Miles de días de infamia, siglos, regímenes, brutalidad e ignorancia se juntaron en los manicomios, esos lugares perversos que aún hoy existen en muchos rincones de este ignominioso planeta.

 No es suficiente drogarnos. No es suficiente mantener la medicación de por vida. Ésta te libera del peaje más grosero pero no es suficiente, no es suficiente.

Quizás sea el amor, a veces desinteresado, de familiares y voluntarios, otras, el girasol que se abre luminoso y va rotando por donde va el sol. Algunos recibimos este regalo y hemos de ponerlo en nuestra mejor habitación, nos llenará de alegría, un bien escaso entre mis iguales.

Así me siento yo.

Un día vino a la asociación una chica budista. Solo ella y su cabeza afeitada. Nos habló del zen y de la concentración, vaciar, vaciarse la mente, inspirar, fijarse en el ombligo, espirar. Observarse. Ya no un individuo ajeno a ti, solo tu, íntimamente, con amor, condescendiente.

Irene solo tiene 26 años y una piel luminosa que siempre ríe. Me quedé y seguí los ejercicios, con un gran esfuerzo intentaba respirar despacio. Con su sonrisa me decía que no me pusiera nervioso, y aguantaba, aguantaba hasta que fui haciendo enorme la espiración. Durante una hora intenté estar inmóvil aquietando este brazo que vibra a su antojo. Las nubes empezaron a desgajarse ingrávidas, sueltas, blancas, transparentes. Fue como si mi cuerpo también se desgajara, como si dejara de pesar y también mis pensamientos recurrentes, esa observación enjuiciadora que me atormenta y aprisiona.

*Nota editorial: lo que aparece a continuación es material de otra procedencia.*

PR #1255, opened 2026-05-11
fix(web): route chat file links to workspace preview instead of new window (#1239)

Sid-Qin:
## Summary

Closes #1239 (P0). Chat-emitted markdown links like `[template.html](template.html)` or `[hero](subdir/hero.html)` rendered as `<a target=\"_blank\">` with no `onClick`. In Electron that hits `setWindowOpenHandler` and creates a new `od://` BrowserWindow; a relative href has no base so the new window can't resolve it and lands on the home screen — the file the assistant pointed at is never previewed. This PR routes those relative file links through the workspace tab opener that already lives in ProjectView, while leaving external `http(s)://` URLs (and other schemes / fragments / absolute paths) on their default browser-link behavior.

## Approach

ProjectView already exposes `requestOpenFile(name)` (apps/web/src/components/ProjectView.tsx:569) and threads it down to ChatPane → AssistantMessage as the `onRequestOpenFile` prop. Tool cards and produced-file chips have used it for a while. The PR plugs chat-markdown `<a>` clicks into the same path.

```diff
ProseBlock (apps/web/src/components/AssistantMessage.tsx)
+ const onLinkClick = useMemo<MarkdownLinkClickHandler | undefined>(() => {
+   if (!onRequestOpenFile) return undefined;
+   return (href, event) => {
+     const path = asInProjectFilePath(href);
+     if (!path) return;  // external / anchor / abs / traversal → default behavior
+     event.preventDefault();
+     onRequestOpenFile(path);
+   };
+ }, [onRequestOpenFile]);

- {renderMarkdown(seg.text)}
+ {renderMarkdown(seg.text, { onLinkClick })}
```

Three pieces:

1. **`apps/web/src/runtime/in-project-link.ts`** (new) — pure helper `asInProjectFilePath(href): string | null` documenting and gating the intercept-vs-pass-through decision in one place.
2. **`apps/web/src/runtime/markdown.tsx`** — `renderMarkdown(input, options?)` now takes `RenderMarkdownOptions` with an optional `onLinkClick` callback. Threaded through `renderBlock` / `renderInline` / `pushText` so **all three** `<a>` render sites get the same intercept hook (explicit `[text](url)` links, bare-URL autolinks inside inline scans, and the autolink branch in `pushText`). When the option is omitted, render output is byte-identical to before — every existing caller (file viewer, system reminders, …) keeps working without changes.
3. **`apps/web/src/components/AssistantMessage.tsx`** — wires the existing `onRequestOpenFile` prop into that hook via the helper.

### What gets intercepted

| href | Result |
|---|---|
| `template.html` | → `onRequestOpenFile('template.html')` + `preventDefault()` |
| `./template.html` | → `onRequestOpenFile('template.html')` |
| `subdir/hero.html` | → `onRequestOpenFile('subdir/hero.html')` |
| `template.html?v=2#section` | → `onRequestOpenFile('template.html')` |
| `https://docs.example.com` | pass-through, opens externally |
| `mailto:foo@bar` | pass-through |
| `#section` | pass-through |
| `/abs/path` | pass-through |
| `..` / `../sibling.html` / `a/b/../c.html` | pass-through (refuse to leave project root via relative navigation) |

The pass-through cases come from real-world chat content (doc links, OAuth flows, bare URLs) and from defensive checks (`..` traversal, absolute paths).

## Reproduce

1. Open a project with chat that includes file links — typical Orbit / artifact-generating sessions produce them automatically; the issue screenshot shows `template.html`, `index.html`, `orbit-daily-digest-general-2026-05-11.html`.
2. Click one of those links in the chat.

**Before this PR**: a new Electron app window opens and lands on the home screen. The file is never previewed.
**After this PR**: the file opens in the right-pane Design Files workspace and the user stays in the current project.

## Verification

- `pnpm --filter @open-design/contracts build && pnpm --filter @open-design/web typecheck` — clean (exit 0)
- `pnpm --filter @open-design/web test` — **87 files, 785/785 passed**, includes the 33 new tests below
- Direct RED→GREEN sanity check: `git stash push apps/web/src/runtime/markdown.tsx apps/web/src/components/AssistantMessage.tsx` → re-run `AssistantMessage.linkClick.test.tsx` → the two `expect(onRequestOpenFile).toHaveBeenCalled…` cases fail, the four pass-through invariants still pass. `git stash pop` → all 6 pass again.

## New tests

| File | Cases | What it pins |
|---|---|---|
| `apps/web/tests/runtime/in-project-link.test.ts` | 22 | Every documented intercept / pass-through shape, including the exact filename pattern from the issue screenshot (`orbit-daily-digest-general-2026-05-11.html`). |
| `apps/web/tests/runtime/markdown.linkClick.test.tsx` | 5 | `onLinkClick` contract across all three `<a>` render sites; backwards-compat when `options` is omitted; `preventDefault()` propagation through the React synthetic event boundary. |
| `apps/web/tests/components/AssistantMessage.linkClick.test.tsx` | 6 | Integration: relative file link intercepts through `onRequestOpenFile` with normalized path (`./subdir/hero.html` → `subdir/hero.html`); https / bare URL / `#fragment` fall through; missing `onRequestOpenFile` keeps default behavior. |

## Test plan

- [ ] CI green on the `apps/web` package
- [ ] Manual: reproduce the issue per the steps above (chat with file links → click → file previews in-app instead of opening a new window)

## Not in scope

- Other paths that emit clickable file-shaped strings (tool cards, produced-file chips, file panel) — those already use `onRequestOpenFile` directly and were never broken by this issue.
- `target="_blank"` on the rendered `<a>` is preserved. If a future feature wants to fully suppress the underlying default (e.g. middle-click-to-open-in-tab semantics for in-project files), it can extend `onLinkClick` further; the intercept contract is already in place.

### DIFF
--- a/apps/web/src/runtime/in-project-link.ts
+++ b/apps/web/src/runtime/in-project-link.ts
@@ -1,0 +1,62 @@
+/**
+ * Decide whether a markdown link href in chat output should resolve to an
+ * in-project file (opened in the right-pane workspace) or fall through to
+ * the default browser link behavior (Electron `setWindowOpenHandler` →
+ * new window).
+ *
+ * Chat output from the assistant frequently contains references like
+ * `[template.html](template.html)` or `[hero](subdir/hero.html)`. Those
+ * are relative paths into the current project's file workspace; with
+ * default `target="_blank"` they instead open a new Electron window with
+ * no project context and land on the home screen. Routing them through
+ * the existing `requestOpenFile` callback keeps the user in the same
+ * project view and previews the file in the right pane.
+ *
+ * Returns the normalized file path to open when the href looks like an
+ * in-project link, or `null` to let the default link behavior win.
+ *
+ * Pass-through (returns null):
+ *   - http(s):// and any other URL scheme (mailto:, ftp:, …) — explicit
+ *     external link, default browser behavior is correct.
+ *   - `#anchor` — fragment within the current document.
+ *   - Absolute paths starting with `/` — could mean filesystem root in
+ *     Electron and is not what the assistant is referencing; better to
+ *     not silently rewrite into an in-project open.
+ *   - `..` traversal — refuses to leave the project root via relative
+ *     navigation. (Anchors any normalization in the consumer to project-
+ *     scoped files only.)
+ *   - Empty / whitespace.
+ *
+ * Intercept (returns normalized path):
+ *   - Bare filename:        `template.html`        → `template.html`
+ *   - Explicit relative:    `./template.html`      → `template.html`
+ *   - Nested in subdir:     `subdir/hero.html`     → `subdir/hero.html`
+ *   - With query / hash:    `template.html?x=1#a`  → `template.html`
+ *     (query and fragment are stripped — the workspace tab opener takes
+ *     a file path, not a URL.)
+ */
+export function asInProjectFilePath(href: string | null | undefined): string | null {
+  if (typeof href !== 'string') return null;
+  const trimmed = href.trim();
+  if (!trimmed) return null;
+  if (trimmed.startsWith('#')) return null;
+  // RFC 3986 scheme: ALPHA *( ALPHA / DIGIT / "+" / "-" / "." ) followed
+  // by ":". Catches http:, https:, mailto:, file:, od:, blob:, etc.
+  if (/^[a-z][a-z0-9+.-]*:/i.test(trimmed)) return null;
+  if (trimmed.startsWith('/')) return null;
+  // Reject any segment that climbs out of the project root. Cheaper +
+  // safer than a full path normalization pass, and `..` segments are
+  // not something real assistant chat output emits for file references.
+  const segments = trimmed.split('/');
+  if (segments.some((segment) => segment === '..')) return null;
+  // Strip an explicit `./` prefix so the consumer sees the same shape
+  // it would have gotten from a bare filename.
+  const withoutDotSlash = trimmed.startsWith('./') ? trimmed.slice(2) : trimmed;
+  // Drop query and fragment — the workspace tab opener takes a file
+  // path, not a URL. Doing it in this order so `?` or `#` inside a
+  // filename (rare but legal) doesn't slip into the workspace key.
+  const beforeHash = withoutDotSlash.split('#')[0] ?? '';
+  const beforeQuery = beforeHash.split('?')[0] ?? '';
+  const normalized = beforeQuery.trim();
+  return normalized.length > 0 ? normalized : null;
+}
--- a/apps/web/src/components/AssistantMessage.tsx
+++ b/apps/web/src/components/AssistantMessage.tsx
@@ -1,6 +1,10 @@
 import { Fragment, useEffect, useMemo, useState } from "react";
 import { ToolCard } from "./ToolCard";
-import { renderMarkdown } from "../runtime/markdown";
+import {
+  renderMarkdown,
+  type MarkdownLinkClickHandler,
+} from "../runtime/markdown";
+import { asInProjectFilePath } from "../runtime/in-project-link";
 import { projectFileUrl } from "../providers/registry";
 import {
   splitOnQuestionForms,
@@ -118,6 +122,7 @@ export function AssistantMessage({
                   });
                   onSubmitForm?.(text);
                 }}
+                onRequestOpenFile={onRequestOpenFile}
               />
             );
           if (b.kind === "thinking")
@@ -435,6 +440,7 @@ function ProseBlock({
   nextUserContent,
   locallySubmitted,
   onSubmitForm,
+  onRequestOpenFile,
 }: {
   text: string;
   isLastAssistant: boolean;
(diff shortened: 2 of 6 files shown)


apps/web/src/runtime/in-project-link.ts
```diff
@@ -0,0 +1,62 @@
...
+  if (segments.some((segment) => segment === '..')) return null;
+  // Strip an explicit `./` prefix so the consumer sees the same shape
+  // it would have gotten from a bare filename.
+  const withoutDotSlash = trimmed.startsWith('./') ? trimmed.slice(2) : trimmed;
+  // Drop query and fragment — the workspace tab opener takes a file
+  // path, not a URL. Doing it in this order so `?` or `#` inside a
+  // filename (rare but legal) doesn't slip into the workspace key.
+  const beforeHash = withoutDotSlash.split('#')[0] ?? '';
+  const beforeQuery = beforeHash.split('?')[0] ?? '';
+  const normalized = beforeQuery.trim();
```
mrcfps, line 60: `asInProjectFilePath` is still treating the raw markdown href as the workspace file name, so percent-encoded file links will miss the preview path. `renderMarkdown` passes the literal href through, and `requestOpenFile` / `FileWorkspace` later match tabs by exact project file name, not a decoded URL form. That means a chat link like `[Mock page](Mock%20Page.html)` would call `onRequestOpenFile("Mock%20Page.html")`, while the real project file is `Mock Page.html`, so the chat click still won't open the file this PR is trying to surface. Can we decode the pathname portion before the `..` guard / normalization here (and fall back to pass-through on decode errors), then add a fixture for an encoded-space filename to lock the behavior down?

mrcfps (commented):
@Sid-Qin Thanks for shipping this fix — I verified the link interception wiring end-to-end and found one follow-up case around encoded file names in chat markdown.

apps/web/src/runtime/in-project-link.ts
```diff
@@ -0,0 +1,62 @@
...
+ *   - With query / hash:    `template.html?x=1#a`  → `template.html`
+ *     (query and fragment are stripped — the workspace tab opener takes
+ *     a file path, not a URL.)
+ */
+export function asInProjectFilePath(href: string | null | undefined): string | null {
+  if (typeof href !== 'string') return null;
+  const trimmed = href.trim();
+  if (!trimmed) return null;
+  if (trimmed.startsWith('#')) return null;
+  // RFC 3986 scheme: ALPHA *( ALPHA / DIGIT / "+" / "-" / "." ) followed
```
lefarcen, line 43: **P2** — Percent-encoded file names won't match workspace tabs. Chat markdown like `[Mock page](Mock%20Page.html)` will call `onRequestOpenFile("Mock%20Page.html")`, but the real file is `Mock Page.html`, so the tab lookup misses.

Fix: decode the pathname portion right after trimming and before the traversal check. Wrap in `try` / `catch` and fall back to `null` on decode errors:

```typescript
let decoded: string;
try {
  decoded = decodeURIComponent(trimmed);
} catch {
  // Malformed URI component (e.g. unmatched `%` or non-UTF-8)
  return null;
}
if (decoded.startsWith('#')) return null;
// … rest of checks use `decoded` instead of `trimmed`
```

Add a test fixture: `asInProjectFilePath('Mock%20Page.html')` → `'Mock Page.html'`.

lefarcen (commented):
Hey @Sid-Qin! Clean implementation of the workspace file-link routing. The helper + hook design is solid, test coverage is thorough, and the backwards-compat preservation for existing markdown callers is perfect.

@mrcfps caught the URL-encoding mismatch that I also spotted — chat markdown like `[Mock page](Mock%20Page.html)` will miss the workspace preview path because the raw `%20` doesn't match the actual file name `Mock Page.html` in the FileWorkspace tab registry. Fixing it is straightforward: decode the pathname portion before the traversal guard / normalization. Once that's addressed, this is ready.

P2 findings in inline comments below.

Siri-Ray (commented):
@Sid-Qin Thanks for the thoughtful fix here. I reviewed the changed ranges across `apps/web/src/runtime/markdown.tsx`, `apps/web/src/components/AssistantMessage.tsx`, `apps/web/src/runtime/in-project-link.ts`, and the new web tests; the routing approach looks sound overall.

Follow-up location: `apps/web/src/runtime/in-project-link.ts`, `asInProjectFilePath`, changed lines 38-61. I did not open a duplicate inline thread because the existing unresolved review thread already anchors this same case, but the helper still uses the raw markdown href as the workspace filename. That means chat markdown such as `[Mock page](Mock%20Page.html)` calls `onRequestOpenFile("Mock%20Page.html")`, while the workspace file name is `Mock Page.html`, so that click can still miss the file preview. Please decode the pathname portion before the traversal guard / normalization, return `null` on malformed escape sequences, and add a fixture such as `asInProjectFilePath('Mock%20Page.html') === 'Mock Page.html'`.

lefarcen:
Hey @Sid-Qin — quick follow-up on the reviews from @mrcfps and @Siri-Ray (and my own on May 11). All three of us flagged the same thing: `asInProjectFilePath` passes the raw encoded href straight through, so a chat link like `[Mock page](Mock%20Page.html)` calls `onRequestOpenFile('Mock%20Page.html')` instead of `onRequestOpenFile('Mock Page.html')` — the workspace tab lookup misses. The fix is small (decode the pathname before the traversal guard, return `null` on malformed escapes, add a fixture). Everything else is solid and CI is fully green.

Any ETA on that follow-up push? Happy to re-review as soon as it's up.

lefarcen:
Heads-up: PR #2576 is now open for the same #1239 fix and touches the same six files. Since this draft had gone stale, the newer PR appears to re-ground the workspace-preview link routing approach on current `main`; the maintainer team can decide which branch lands or how to consolidate.

lefarcen:
Heads-up: PR #2672 is now another open implementation touching the same #1239 chat-file-link path as this draft, including `apps/web/src/components/AssistantMessage.tsx` and `apps/web/src/runtime/markdown.tsx`. The newer PR has broader scope than this draft, so maintainers may compare it with #2576 and this PR before deciding which path lands.

Issue #564, opened 2026-05-05
Claude Code CLI exited with code 1, and the agent cannot be started in Open Design.


maxfrees:
Summary:
The Claude Code agent fails in Open Design. After sending a normal request, the Claude Code run immediately exits with code 1, and the agent is unable to complete the task.

Steps to Reproduce:

Start a project in Open Design.

Select Claude Code as the active agent.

Cada tarde, desde hace dos meses, viene Irene. Nos sentamos, esperamos, nos vaciamos. Las nubes pasan, el cielo cada tarde empieza a iluminarse con unos colores que antes jamás había visto. Miro al cielo, miro las nubes y sus formas. Luego miro a Irene y ella me contesta con una sonrisa. Entonces nos vamos caminando hasta la playa y el espectáculo de rosas y malvas, de amarillo y naranja encendido nublan esas voces oscuras y soterradas. La miro a ella y sus ojos limpios me muestran que cada mañana hay un nuevo despertar, solo hay que contemplar el cielo sin más, elevar la cabeza y dejar que el aire pase por tus neuronas.